Under some conditions we can do this without a line integral. Let's assume that $\varphi$ is once continuously differentiable, so $f$ and $g$ are continuous as functions of $(x,y)$. Indefinite integration of $f(x,y)$ in $x$ gives $$\int f(x,y)dx = F(x,y)+\eta(y),$$ where $$\frac{\partial}{\partial x}F(x,y) = f(x,y).$$ Such $F$ exists by continuity of $f$ as a function of $(x,y)$. $\eta(y)$ is like the constant you get out in single-variable indefinite integration, but in multiple variables you need to account for the $y$. Differentiating $F+\eta$ in $x$ will yield $f(x,y)$ since $\eta$ is independent of $x$, so $\eta_x=0$. By a similar argument we conclude that $$\int g(x,y)dy = G(x,y)+\mu(x),$$ where $$\frac{\partial}{\partial y}G(x,y)=g(x,y).$$

$\varphi$ is an antiderivative of $f$ in the variable $x$, so it is equal to $F(x,y)+\eta(y)$ for some function $\eta$ in $y$. Similarly it is equal to $G(x,y)+\mu(x)$ for some function $\mu$ in $x$. Under some circumstances this is enough to describe $\varphi$. For example:

Suppose $\frac{\partial \varphi}{\partial x} = 2xy$, $\frac{\partial \varphi}{\partial y}=x^2$. Then $\varphi(x,y) = x^2y+\eta(y)$ for some function $\eta$ in $y$, and $\varphi(x,y)=x^2y+\mu(x)$ for some function $\mu$ in $x$. Subtracting these two equations, we find that $\eta(y)-\mu(x)=0$, and since these two functions are independent of each other this must mean $\eta$ and $\mu$ are constant and equal to one another.

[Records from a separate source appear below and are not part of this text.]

PR #912, opened 2021-09-24
Push/localdevice rsh8

marto83:
To be reviewed after https://github.com/ably/ably-dotnet/pull/887


src/IO.Ably.Shared/Push/LocalDevice.cs
```diff
@@ -62,10 +62,94 @@ public static LocalDevice Create(string clientId = null, IMobileDevice mobileDev
...
+
+        internal static void ResetDevice(IMobileDevice mobileDevice)
+        {
+            mobileDevice.ClearPreferences(PersistKeys.Device.SharedName);
+            Instance = null;
+        }
+
+        internal static LocalDevice Instance { get; set; }
+
+        internal static LocalDevice GetInstance(IMobileDevice mobileDevice = null, string clientId = null)
```
tomkirbygreen, line 78: Why are we defaulting this to `null` if it's never correct to call the API when it *is* `null` as it throws?

tomkirbygreen (commented):
Just a question about API design...

src/IO.Ably.Shared/Push/LocalDevice.cs
marto83: Good point. I'll update it. I always pass both parameters so I'll remove the nulls

marto83: I've pushed an update

tomkirbygreen (approved):

PR #915, opened 2021-09-24
Auth/add notify clientid changed

marto83:
Review https://github.com/ably/ably-dotnet/pull/914 first


src/IO.Ably.Shared/AblyAuth.cs
```diff
@@ -30,6 +31,9 @@ internal AblyAuth(ClientOptions options, AblyRest rest)
         protected Func<Task<DateTimeOffset>> ServerTime { get; set; }
 
         private TimeSpan? _serverTimeDiff;
+        private TokenDetails _currentToken;
```
sacOO7, line 34: All of these variables can simply be named to 
```
token
tokenParams
clientId
```
there's no previous token variable declared, so it feels odd at first look. Also, clientID is universal for the app (as per domain language, there's no connection specific client ID). We can pass clientID as a param, it can get updated either through requesting a token or setting via connection obj, on first connected message

src/IO.Ably.Shared/AblyAuth.cs
```diff
@@ -47,18 +51,51 @@ internal AblyAuth(ClientOptions options, AblyRest rest)
...
 
-        internal TokenParams CurrentTokenParams { get; set; }
+        internal TokenParams CurrentTokenParams
+        {
+            get => _currentTokenParams;
+            set
+            {
+                if (value != null)
+                {
+                    NotifyClientIdIfChanged(value.ClientId);
```
sacOO7, line 61: I am not sure about this one, as per spec, tokenParams will be updated once `auth` is successful with newly provided tokenParams, in this case,`clientID` will anyways be updated to a new value. Hence, it will invoke a duplicate `clientID` changed. I am seeing a high chance of duplicate `clientID` changed events being replicated. Maybe a check can be added, only if `clientID` is changed, then send a `clientIDChanged` event.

Therefore we conclude that $\varphi(x,y)=x^2y+C$ for some constant $C$. (This is a very simple example; this sort of problem is usually much harder.)

In general the nature of the $\mu$ and $\eta$ (and therefore $C$, if such a constant is involved) is determined by the value of $\varphi$ at particular points, much like an initial value problem. The procedure I outlined here generalizes to more than two variables - for instance, indefinitely integrating a sufficiently smooth $h(x,y,z)$ in $x$ gives us $$\int h(x,y,z) dx = H(x,y,z)+\xi(x,y),$$ i.e. an "antiderivative" and a "constant," i.e. an independent function.

Moral: indefinite integration of a real-valued function of several variables is just like single variables, but the "constants of integration" are "functions of integration" instead.

Answer 3

By knowing the partial derivatives, you know the gradient of this scalar field:

$$\nabla \varphi = f e_x + g e_y$$

You can then invert the gradient operator using the 2d Green's function. Let $r = x e_x + y e_y$, and the Green's function is

$$G(r) = \frac{1}{2\pi |r|^2} r, \quad \nabla \cdot G(r) = \delta(r)$$

This integral then allows you to invert the gradient:

$$\begin{align*}\int_{\partial S} \varphi(r') \, [d\ell' \times G(r-r')] &= -\int_S e_z |dA'| \,[ \nabla'\varphi(r') \cdot G(r-r') - \varphi(r') \nabla' \cdot G(r-r') ]\\ &= -\int_S e_z |dA'| \,[ \nabla'\varphi(r') \cdot G(r-r') - \varphi(r') \delta(r-r') ]\\ &= e_z \varphi(r) + \int_S e_z |dA'| \nabla' \varphi(r') \cdot G(r-r') \end{align*}$$

Or, more explicitly, we have

$$\varphi(r) = \int_{\partial S} \varphi(r') |d\ell' \times G(r-r')| - \int_S |dA'| \nabla' \varphi(r') \cdot G(r-r')$$

where the region $S$ and its boundary $\partial S$ need only contain the point $r$ and some neighborhood around it. The choice is arbitrary.

You might notice the similarity to complex analysis. In particular, if $\nabla \varphi = 0$, then $\varphi$ at a given point is entirely determined by its values on some curve that encloses the point. You should also note that, without a proper boundary condition--that is, some curve around which you know the values of $\varphi$ already--the solution cannot be found. There will be many such functions with those derivatives in a region of interest if the boundary conditions are not given.